CULTURE

Leonardo o non Leonardo il «brand» vale 450 milioni

ASTE STELLARI
ARIANNA DI GENOVAUSA/NEW YORK

Diciannove minuti, una corsa contro il tempo a colpi di decine di milioni alla volta, quattro offerenti in sala e uno al telefono e poi il lotto 9 è stato aggiudicato, riscrivendo la storia delle aste di arte antica e moderna. Il Salvator Mundi, quella tavola in noce neanche tanto grande (65,7 per 45,7 le sue misure), non in buone condizioni a causa di pulizie sulla sua patina troppo profonde che hanno compromesso e abraso i tratti del volto di Cristo, attribuita da alcuni esperti a Leonardo da Vinci e da altri a suoi seguaci o alla sua bottega, è volata al prezzo di 450,3 milioni di dollari (commissioni di vendita comprese).

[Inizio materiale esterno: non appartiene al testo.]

PR #3047, opened 2017-12-20
Wait for created buckets to exist in integ tests

JordonPhillips:
This enforces the use of waiters in the S3 integ tests to make sure
that buckets exist before we start using them. This will help with
issues where sometimes certain operations hit a NoSuchBucket error
even when other operations on the same bucket will succeed.


awscli/testutils.py
```diff
@@ -789,7 +792,13 @@ def put_object(self, bucket_name, key_name, contents='', extra_args=None):
...
         self.remove_all_objects(bucket_name)
         client = self.create_client_for_bucket(bucket_name)
-        response = client.delete_bucket(Bucket=bucket_name)
+
+        # Ironically there's a chance that, even though the bucket has been
+        # used several times, the delete will fail due to eventual
+        # consistency issues. So we need to make sure the bucket actually
+        # exists before deleting it.
+        self.wait_bucket_exists(bucket_name, min_successes=5)
+        client.delete_bucket(Bucket=bucket_name)
```
jamesls: This still isn't guaranteed to work, the issue is that despite other operations succeeding (List and potentially even HeadBucket), the *delete_bucket* call fails.  What about changing this slightly to minimize the chances of this failing:

1. Try to delete the bucket
2. Catch the NoSuchBucket error
3. If the bucket doesn't exist, then we're good.
4. Otherwise retry up to N times.

awscli/testutils.py
```diff
@@ -786,10 +789,20 @@ def put_object(self, bucket_name, key_name, contents='', extra_args=None):
...
+
+        # There's a chance that, even though the bucket has been used
+        # several times, the delete will fail due to eventual consistency
+        # issues.
+        for _ in range(attempts):
+            try:
+                client.delete_bucket(Bucket=bucket_name)
+                break
+            except client.exceptions.NoSuchBucket:
+                time.sleep(delay)
```
jamesls: This has the downside that we won't fast fail on invalid bucket names, or in the edge case where the bucket is actually deleted but we get a 404.  The step (3) that I suggested would allow us to short circuit this condition, with the caveat that HEAD bucket and DELETE bucket have to agree.

JordonPhillips: I don't think that's something we really have to worry about. There's no reason for us to be calling delete on a bucket multiple times. Introducing that condition re-introduces the risk of the different paths not having correct information.

JordonPhillips:
update: fixed an issue where the exception wasn't being re-raised when the attempts ran out

awscli/testutils.py
jamesls: I still think is worth having a fast fail in the case of errors, even if it just happens when a dev is working on a new test, shorter feedback loops really help.  A 25 second wait penalty seems unfortunate.

Like I mentioned, the *only* issue here is that both delete_bucket() and head_bucket() say the bucket doesn't exist, and yet the bucket still somehow exists.  In that case the test won't fail but we'll leak a bucket in our test runs.

If we were actually worried about that case we could add a similar `min_success` thing with our head_bucket calls.

awscli/testutils.py
joguSD: For 3) are you suggesting to do a head_bucket to determine if it exists?

PR #3062, opened 2017-12-28
Add reference to the universal param docs

JordonPhillips:
This adds a reference to the main doc page for the cli which
documents all the universal parameters.

This depends on boto/botocore#1350

Here's what the html docs will look like:

help

That link will take you [here](http://docs.aws.amazon.com/cli/latest/reference/).

Here's what the help pages will look like:

screen shot 2017-12-28 at 10 08 41 am

### DIFF
--- a/awscli/clidocs.py
+++ b/awscli/clidocs.py
@@ -571,6 +571,9 @@ class OperationDocumentEventHandler(CLIDocumentEventHandler):
         doc.style.dedent()
         doc.style.new_paragraph()
 
+    def doc_options_end(self, help_command, **kwargs):
+        self._add_top_level_args_reference(help_command)
+
 
 class TopicListerDocumentEventHandler(CLIDocumentEventHandler):
     DESCRIPTION = (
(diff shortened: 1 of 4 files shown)


awscli/clidocs.py
```diff
@@ -340,6 +340,16 @@ def doc_description(self, help_command, **kwargs):
...
+        self._add_top_level_args_reference(help_command)
+
+    def _add_top_level_args_reference(self, help_command):
+        help_command.doc.writeln('')
+        help_command.doc.write("See ")
+        help_command.doc.style.internal_link(
+            title="'aws help'",
+            page='/reference/index'
+        )
+        help_command.doc.writeln(' for descriptions of universal parameters.')
```
jamesls: Maybe call these global parameters?

kyleknap:
I wonder if it makes sense if we put this at the end of the synopsis and options sections instead? If you are reading the manpage as is, I can see someone skipping over the snippet in the description and go straight to the synopsis/options section and miss out about the see more part in the description.

JordonPhillips:
I'm not a fan of that because the synopsis section currently only shows arguments with no other text. I would prefer to keep it that way.

kyleknap:
So how about both in the description and the end of the option section then?

JordonPhillips:
@kyleknap I added tests

kyleknap:
Yep. Still looks fine. Good catch.

PR #3071, opened 2018-01-06
Add --preserve-symlinks option for "deploy push" command

iansltx:
By default, symlinks are materialized into their targets when they are zipped for deploy. Some applications, e.g. PHP's Doctrine ORM vendor/bin scripts, rely on symlinks to be preserved to work, and are thus broken by the default deploy behavior if your PHP project's deployment archive includes its vendor directory (which it should).

This commit adds an option (default off for BC reasons) to preserve symlinks when creating the deployment archive. Used --ignore-hidden-files as a template for parameter implementation.

Tests have been updated with the extra argument, including asserting that you can't specify to both preserve and not preserve symlinks simultaneously. However, while I've confirmed that behavior works as expected in the scenario for which I needed this functionality, there isn't an automated test to that effect, partially because I'm not sure how that test would fare across all environments.

References:
https://gist.github.com/kgn/610907
http://www.mail-archive.com/python-list@python.org/msg34223.html

### DIFF
--- a/awscli/customizations/codedeploy/push.py
+++ b/awscli/customizations/codedeploy/push.py
@@ -95,6 +95,24 @@ class Push(BasicCommand):
             )
         },
         {
+            'name': 'preserve-symlinks',
+            'action': 'store_true',
+            'default': False,
+            'group_name': 'preserve-symlinks',
+            'help_text': (
+                'Optional. Set the --preserve-symlinks flag to preserve symlinks '
+                'when building your deployment archive; otherwise, set the '
+                '--no-preserve-symlinks flag (the default) to resolve symlinks '
+                'to their contents and include contents directly in the archive.'
+            )
+        },
+        {
+            'name': 'no-preserve-symlinks',
+            'action': 'store_true',
+            'default': False,
+            'group_name': 'preserve-symlinks'
+        },
+        {
             'name': 'description',
             'synopsis': '--description <description>',
             'help_text': (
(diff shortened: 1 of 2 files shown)


iansltx:
The failures on Python 3 here appear to be unrelated to the code I just pushed, but as Python isn't my primary language I don't mind being proven wrong.

iansltx:
Ah, Python 3 doesn't have a long type. Explains why the tests succeeded/failed the way they did. Will commit a fix as soon as I can figure out how to make it comparible with both versions.

iansltx:
Looks like that single-character change didn't break intended functionality on my Python 2 based environment, so if this test run passes we should be golden?

iansltx:
Single-character change didn't break my Python 2.7 based environment. Looks like the final obstacle is test coverage, which I'd appreciate help with.

justindho:
Hi @iansltx, thanks for the PR. Apologies for the delay in getting back to you.

Our team just put out a [contribution guide](https://github.com/aws/aws-cli/blob/v2/proposals/contribution-guide.md) detailing improvements to the contribution process. I have created issue #6989 for this PR. We will wait for the issue to receive 10 upvotes before moving this PR into the ready-for-review stage on our [project board](https://github.com/orgs/aws/projects/21/views/2). The rationale for this can be found in the [rationale section](https://github.com/aws/aws-cli/blob/v2/proposals/contribution-guide.md#rationale-upvotes) of the contribution guide.

For the time being, I will mark this PR as a draft.

RyanFitzSimmonsAK:
Hi @iansltx, thanks for creating this PR and for your patience. Could you please rebase this PR against the latest branch for the team’s further consideration going forward?

RyanFitzSimmonsAK:
Going to close this PR for the time being.  If someone later decides they want to pick this up, rebase it and it will be reopened for consideration.

PR #2620, opened 2017-05-22
feature/cfn-deploy-tag-support

Posnet:
I have added support to the `aws cloudformation deploy` command for tags.
This ensures that change sets and their stacks are tagged correctly on create or update.

PR #3106, opened 2018-01-23
Cfn deploy tag support

sanathkr:
Taking over #2620 and #3105. This PR modifies the tags parameter to be specified in `mykey=myvalue` format instead of the `{Key="mykey", Value="myvalue"}` format. This keeps the tags parameter format consistent with --parameter-overrides

### DIFF
--- a/tests/unit/customizations/cloudformation/test_deploy.py
+++ b/tests/unit/customizations/cloudformation/test_deploy.py
@@ -13,7 +13,7 @@
 import mock
 import tempfile
 import six
-from mock import patch, Mock, MagicMock
+from mock import patch, Mock, MagicMock, call
 import collections
 
 from awscli.testutils import unittest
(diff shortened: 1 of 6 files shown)


tests/unit/customizations/cloudformation/test_deploy.py
```diff
@@ -107,19 +111,30 @@ def test_command_invoked(self, mock_yaml_parse):
...
+                    None,
+                    not self.parsed_args.no_execute_changeset,
+                    None,
+                    [],
+                    None,
+                    fake_tags,
+                    True
+                )
+
+                print self.deploy_command.parse_key_value_arg.call_args_list
```
stealthycoin: Rogue print statement.

sanathkr:
I happened to force git push to my fork which broke CodeCov's diff-level coverage. I assume this isn't a problem since `deploy.py`, the file that I changed, has 100% coverage now

PR #5199, opened 2020-05-13
Remove SimpleDB from preview

xssfox:
SimpleDB was released in 2008
SimpleDB support was add in aws-cli in 2014

I think 6 years is enough testing for a service - lets see SimpleDB come out of preview :)

### DIFF
--- a/awscli/customizations/preview.py
+++ b/awscli/customizations/preview.py
@@ -38,7 +38,6 @@ logger = logging.getLogger(__name__)
 
 
 PREVIEW_SERVICES = [
-    'sdb',
 ]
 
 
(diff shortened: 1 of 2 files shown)


xssfox:
Looks like some of the preview tests assume `sdb` is in preview. What's the best approach. We could move a lesser user service into preview like `workmail`

xssfox:
Some of the builds failed due to GitHub rate limiting. Not sure how to retrigger a build :)

kdaily:
Hi! SimpleDb is not suggested for use anymore - it's existence here is for legacy reasons.

xssfox:
Hi @kdaily 

I appreciate your time to look into this. Is SimpleDB deprecation an official AWS stance as the product page on the AWS website does not suggest such (https://aws.amazon.com/simpledb/) and creation of domains still works fine. Several other services no longer receive updates but are very much out of preview status on the CLI and remain functional. What work would be required to remove its preview flag?

Issue #4039, opened 2019-04-02
aws s3 sync and glacier deep archive - InvalidObjectState


nokiomanz:
Hi,

Following the announcement of glacier deep archives. I modified my lifecycle policy to first move to glacier and then move to deep archives. On the following day. Object older than x days had been moved to deep archive.

I have a script that run on that bucket that rsync file back locally for double backup. For object that were glacier I added to my command --ignore-glacier-warnings which made my script run fine and return without error. Like this
aws s3 sync --delete --ignore-glacier-warnings s3://mybucket/myfolder/ /localbackup/

With the addition of deep archive, I get the following message.
An error occurred (InvalidObjectState) when calling the GetObject operation: The operation is not valid for the object's storage class
My script still runs fine. But I get a bunch of this error for each object in glacier deep arvice.

I tried updating my awscli to latest version following this
https://docs.aws.amazon.com/cli/latest/userguide/install-bundle.html
Still with the same result.

If I run my rsync command on a specific object that is under glacier deep archives I don't get any message and it does nothing since it just can't.

swetashre:
@nokiomanz - Thank you for reporting the behavior. I am able to reproduce the issue and marking it as a bug . The sync command does not currently works with Deep Archive class storage objects. You are getting the error because Deep Archive objects stored in s3 cannot be downloaded/copied without restoring them.

vz10:
Hi @nokiomanz ,

In AWS CLI version 2.0.15 this issue has been fixed.

Could you please try it out and confirm that it resolved your issue.

PR #5205, opened 2020-05-15
Mute warnings for glacier deep archive objects

vz10:
*Issue #, if available:*  #4039

*Description of changes:*
 Mute deep glacier archive objects warnings when --ignore-glacier-warnings option enabled

### DIFF
--- a/tests/functional/s3/test_cp_command.py
+++ b/tests/functional/s3/test_cp_command.py
@@ -364,6 +364,20 @@ class TestCPCommand(BaseCPCommandTest):
         self.assertEqual(self.operations_called[0][0].name, 'HeadObject')
         self.assertIn('GLACIER', stderr)
 
+    def test_warns_on_deep_arhive_incompatible_operation(self):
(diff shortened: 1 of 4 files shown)


tests/functional/s3/test_cp_command.py
```diff
@@ -393,6 +393,21 @@ def test_turn_off_glacier_warnings(self):
         self.assertEqual(self.operations_called[0][0].name, 'HeadObject')
         self.assertEqual('', stderr)
 
+    def test_turn_off_glacier_warnings_for_deep_archive(self):
```
stealthycoin, line 396: We have added tests for the negative cases. What do you think about adding tests for the positive cases? I see there are a lot of warning tests for ensuring that a warning is present for `GLACIER`. To get full testing parity, we should probably add these for `DEEP_ARCHIVE` as well.

vz10: Sounds reasonable.

PR #3139, opened 2018-02-08
Append a newline to config files if needed

joguSD:
Fixes #2996

This will check if the config file ends in a newline, if not it appends one before writing a new section to avoid writing an invalid config file. This pretty much only happens on windows.

PR #5206, opened 2020-05-15
ensure there's a newline before a new profile

rich:
Fixes an error that corrupts config files when creating a new profile on a config file that didn't have a newline at the end of the file.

Una cifra astronomica, mai vista prima d’ora, che consegna alla Christie’s di New York lo scettro di regina (soprattutto del marketing). Quel controverso lotto era partito da una base d’asta di 100 milioni, ma era stato introdotto da una compagna pubblicitaria senza precedenti che aveva visto viaggiare il dipinto in giro per il mondo, per «piazze ricche» come Hong Kong, San Francisco, Londra (fino all’ambita mèta newyorkese), diventando così una star assoluta, senza bisogno di certificati ad attestarne l’autenticità. File chilometriche per ammirare quel quadro, arrivato poi nella Grande Mela come un potente della terra, circondato da super misure di sicurezza, facendo impazzire il traffico.

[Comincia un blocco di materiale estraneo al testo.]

PR #5207, opened 2020-05-15
Use IMDSv2 for autodiscovering EC2 region

vz10:
*Issue #, if available:* #4976

*Description of changes:*
Use IMDSv2, if it supported by instance, for auto-discovering EC2 region


tests/functional/test_clidriver.py
```diff
@@ -27,6 +27,17 @@
 from awscli.clidriver import create_clidriver
 
 
+class RegionCapture(object):
+    def __init__(self):
+        self._region = None
```
stealthycoin, line 32: Make this public since we are accessing it from outside the class (in the test).

PR #2322, opened 2016-12-13
Adding support for skipping automatic property uploads

dtimberlake:
This adds the ability to specify that a resource should not have its property automatically uploaded when run through `aws cloudformation package` if the property is not specified in the original template.

It also adds this functionality to `ApiGatewayRestApiResource`.

This is in response to #2320

PR #5222, opened 2020-05-21
Support exporting DefinitionS3Location in AWS::StepFunctions::StateMachine

shunjd:
*Issue #, if available:*
N/A

*Description of changes:*
AWS StepFunctions just released the new property `DefinitionS3Location` which is similar to [BodyS3Location](https://docs.aws.amazon.com/AWSCloudFormation/latest/UserGuide/aws-properties-apigateway-restapi-s3location.html) in AWS::ApiGateway::RestApi.

### DIFF
--- a/awscli/customizations/cloudformation/artifact_exporter.py
+++ b/awscli/customizations/cloudformation/artifact_exporter.py
@@ -331,7 +331,6 @@ class GraphQLSchemaResource(Resource):
     # Necessary to support Definition
     PACKAGE_NULL_PROPERTY = False
 
-
 class AppSyncResolverRequestTemplateResource(Resource):
     RESOURCE_TYPE = "AWS::AppSync::Resolver"
     PROPERTY_NAME = "RequestMappingTemplateS3Location"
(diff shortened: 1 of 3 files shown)


kamisbox:
Do you think support for Serverless StateMachine DefinitionUri can be added too?

awscli/customizations/cloudformation/artifact_exporter.py
```diff
@@ -331,7 +331,6 @@ class GraphQLSchemaResource(Resource):
     # Necessary to support Definition
     PACKAGE_NULL_PROPERTY = False
 
-
```
kyleknap, line 334: Let's keep the extra newline. For Python, classes should be separated by two newlines.

tests/unit/customizations/cloudformation/test_artifact_exporter.py
```diff
@@ -82,7 +83,7 @@ def test_all_resources_export():
             "class": GraphQLSchemaResource,
             "expected_result": uploaded_s3_url
         },
-
+
```
kyleknap, line 86: Let's remove the extra spaces that got added here.

awscli/customizations/cloudformation/artifact_exporter.py
```diff
@@ -417,6 +416,15 @@ class ServerlessRepoApplicationLicense(Resource):
     PACKAGE_NULL_PROPERTY = False
 
 
+class StepFunctionsStateMachineDefinitionResource(ResourceWithS3UrlDict):
+    RESOURCE_TYPE = "AWS::StepFunctions::StateMachine"
+    PROPERTY_NAME = "DefinitionS3Location"
+    BUCKET_NAME_PROPERTY = "Bucket"
+    OBJECT_KEY_PROPERTY = "Key"
+    VERSION_PROPERTY = "Version"
+    PACKAGE_NULL_PROPERTY = True
```
kyleknap, line 425: Should the `PACKAGE_NULL_PROPERTY` be set to `False` here? Specifically, it matches what the ApiGateway resource does: https://github.com/aws/aws-cli/blob/2998af688919ea8c770a225067dafcc8e6ab4d78/awscli/customizations/cloudformation/artifact_exporter.py#L378. Also based on the issue where it got added: https://github.com/aws/aws-cli/pull/2322, it seems needed as users could define the step function definitions inline in the template so we would not necessarily always want to be uploading to S3 and setting the S3 property.

shunjd: Yes, it should be `False`, thanks for pointing it out.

Un’operazione di marketing quella avviata da Christie’s nei mesi scorsi che potrebbe prescindere dall’opera in sé, dispiegarsi quasi in assenza dell’oggetto (pur di pregevolissima fattura e databile ai primi del Cinquecento). Basti pensare che il dipinto è stato inserito in una vendita all’incanto sul Post-War and Contemporary Art e non tra gli Old Masters, settore con un appeal assai più scarso degli idoli contemporanei, e che vedeva al primo posto Rubens, con «soli» 76,7 milioni di dollari (per Il massacro degli innocenti), mentre tra i «nuovi» c’era il record di Willem De Kooning, 300 milioni conquistati con Interchange.
Il Salvator Mundi è stato argutamente proposto fra i «moderni» in quanto evergreen, per la sua rilevanza nei secoli a seguire. A dimostrazione, era stato avvicinato alla Sixty Last Supper di Andy Warhol che, sulla scia della fortuna leonardesca, è stato aggiudicato a 60 milioni e 875mila di dollari.

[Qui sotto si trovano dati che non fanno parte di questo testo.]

PR #5247, opened 2020-05-30
Improve Dockerfile to accept executables filename as an argument

vz10:
Improve Dockerfile and make_docker script to accept executables filename as argument.

*Issue #, if available:*

*Description of changes:*
To make it possible to use the same Dockerfile to build images from different sources for x86 and Arm platforms

### DIFF
--- a/scripts/installers/make-docker
+++ b/scripts/installers/make-docker
@@ -18,14 +18,14 @@ DIST_DIR = os.path.join(ROOT, 'dist')
 DEFAULT_EXE_ZIP = os.path.join(DIST_DIR, 'awscli-exe.zip')
 DEFAULT_DOCKER_OUTPUT = os.path.join(DIST_DIR, 'aws-cli-docker.tar')
 DEFAULT_TAGS = ['amazon/aws-cli']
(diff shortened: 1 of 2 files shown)


scripts/installers/make-docker
```diff
@@ -18,14 +19,14 @@ DIST_DIR = os.path.join(ROOT, 'dist')
...
-EXPECTED_DOCKERFILE_EXE_NAME = 'awscli-exe-linux-x86_64.zip'
 
 
 def make_docker(exe, output, tags):
     _ensure_docker_is_available()
     with tmp_dir() as build_context:
         _make_build_context(build_context, exe)
-        _docker_build(build_context, tags)
+        # Use ntpath.basename to extract filename for the path
+        _docker_build(build_context, tags, ntpath.basename(exe))
```
kyleknap, line 29: Is there a specific reason we are using `ntpath` instead of `os.path.basename` here? `ntpath` is specific to windows while `os.path` should behave appropriately based on the platform we are running on.

vz10: No specific reason. I used to use it before and it worked fine on both platforms (Linux and Win) so I decided to use it in case we'll start creating Win docker images in the future. But I think `os.path.basename` should do the same so at the of the day it doesn't matter.

PR #5254, opened 2020-06-02
Pin wcwidth dependency to <0.2.0

stealthycoin:


setup.py
```diff
@@ -31,6 +31,8 @@ def find_version(*file_paths):
     's3transfer>=0.3.0,<0.4.0',
     'ruamel.yaml>=0.15.0,<0.16.0',
     'prompt-toolkit>=2.0.0,<3.0.0',
+    'wcwidth<0.2.0',
+    'prompt-toolkit>=2.0.0,<3.0.0',
```
kyleknap, line 35: This looks like a duplicate line. We should probably remove the `prompt-toolkit>=2.0.0,<3.0.0` line above it.

Issue #5245, opened 2020-05-29
YAML format mismatch between aws-cli and CloudFormation service


iamed2:
Confirm by changing [ ] to [x] below to ensure that it's a bug:
- [x] I've gone though the [User Guide](https://docs.aws.amazon.com/cli/latest/userguide/cli-chap-welcome.html) and the [API reference](https://docs.aws.amazon.com/cli/latest/reference/)
- [x] I've searched for [previous similar issues](https://github.com/aws/aws-cli/issues) and didn't find any solution

A comment in a previous issue mentioned this but the issue itself was unrelated.

**Describe the bug**
`aws cloudformation package` generates YAML 1.2, but the CloudFormation service expects YAML 1.1. This results in `aws cloudformation package` changing the string `"yes"` to the bare word `yes`, which is then interpreted by the CloudFormation service as `true`.

**SDK version number**
`aws-cli 2.0.17`

**Platform/OS/Hardware/Device**
macOS 10.14.6

**To Reproduce (observed behavior)**
Attached is a simple template [`yes-repro.yaml`](https://github.com/aws/aws-cli/files/4704307/yes-repro.yaml.txt) that will produce the problematic output when run through `aws cloudformation package`. Deploying the packaged template will result in the custom resource failing, and deploying the template without packaging will successfully create the stack.

**Expected behavior**
I expect a `"yes"` to stay quoted in the output of `aws cloudformation package`. 

**Logs/output**
I've attached [template output](https://github.com/aws/aws-cli/files/4704312/yes-repro-packaged.yaml.txt) from `aws cloudformation package`.

**Additional context**
This was not an issue with awscli v1 because it generated YAML 1.1 and maintained the quoting of `"yes"`.

kdaily:
Hi @iamed2, 

This should be fixed now by #5257, available in [version 2.0.19](https://github.com/aws/aws-cli/blob/v2/CHANGELOG.rst#2019).

iamed2:
Thanks!

PR #5257, opened 2020-06-03
[v2] Always quote YAML boolean strings for cloudformation package

kyleknap:
CloudFormation treats unquoted values that are YAML 1.1 native booleans as booleans, rather than strings. In YAML 1.2, the only boolean values are "true" and "false" so values such as "yes" and "no" when loaded as strings are not quoted when dumped. This logic ensures that we dump these values with quotes so that CloudFormation treats these values as strings and not booleans.

Fixes: https://github.com/aws/aws-cli/issues/5245

### DIFF
--- a/awscli/customizations/cloudformation/yamlhelper.py
+++ b/awscli/customizations/cloudformation/yamlhelper.py
@@ -70,9 +70,9 @@ def _add_yaml_1_1_boolean_resolvers(dumper_cls):
     # that we dump these values with quotes so that CloudFormation treats
     # these values as strings and not booleans.
     boolean_regex = re.compile(
-        '^(?:y|Y|yes|Yes|YES|n|N|no|No|NO|'
-        'true|True|TRUE|false|False|FALSE'
-        '|on|On|ON|off|Off|OFF)$', re.X
+        '^(?:yes|Yes|YES|no|No|NO'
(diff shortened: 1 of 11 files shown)


awscli/customizations/cloudformation/yamlhelper.py
```diff
@@ -60,13 +62,31 @@ def _dict_representer(dumper, data):
...
+    # when loaded as strings are not quoted when dumped. This logic ensures
+    # that we dump these values with quotes so that CloudFormation treats
+    # these values as strings and not booleans.
+    boolean_regex = re.compile(
+        '^(?:y|Y|yes|Yes|YES|n|N|no|No|NO|'
+        'true|True|TRUE|false|False|FALSE'
+        '|on|On|ON|off|Off|OFF)$', re.X
+    )
+    boolean_first_chars = list(u'yYnNtTfFoO')
+    dumper_cls.add_implicit_resolver_base(
```
vz10, line 78: What the difference between this resolver and default `implicit_resolvers` from `yaml/resolver.py`?

kyleknap: There is no difference in the regex in that diff. However, I had to make a change to remove the single character yes's and no's because CloudFormation does not support that as a valid boolean YAML value.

La storia di questa ormai strabiliante opera è altrettanto stupefacente. Nel 1958 venne acquistata per 45 sterline (ma aveva strati di pittura sovrapposta). Poi, si è inabissata ed è tornata sul mercato (un’asta regionale), comprata da un americano per 10mila dollari. Era il 2005. Nel tempo però ha cambiato status: nel 2011- dopo una mostra alla National Gallery di Londra - alcuni studiosi internazionali lo hanno presentato come un Leonardo doc e il dipinto passò da copia a (presunto) originale. Nel 2013 a scommettere sulla sua lunga vita sarà infine l’industriale russo Dmitri Rybolovlev, proprietario della Uralkali, società produttrice di potassio e della squadra di calcio As Monaco. Si portò a casa quel Salvator Mundi per 127 milioni di dollari. E quando l’ha messo in asta, pare non abbia pensato neanche per un momento che andasse invenduto. Il brand è una panacea per tutti i mali.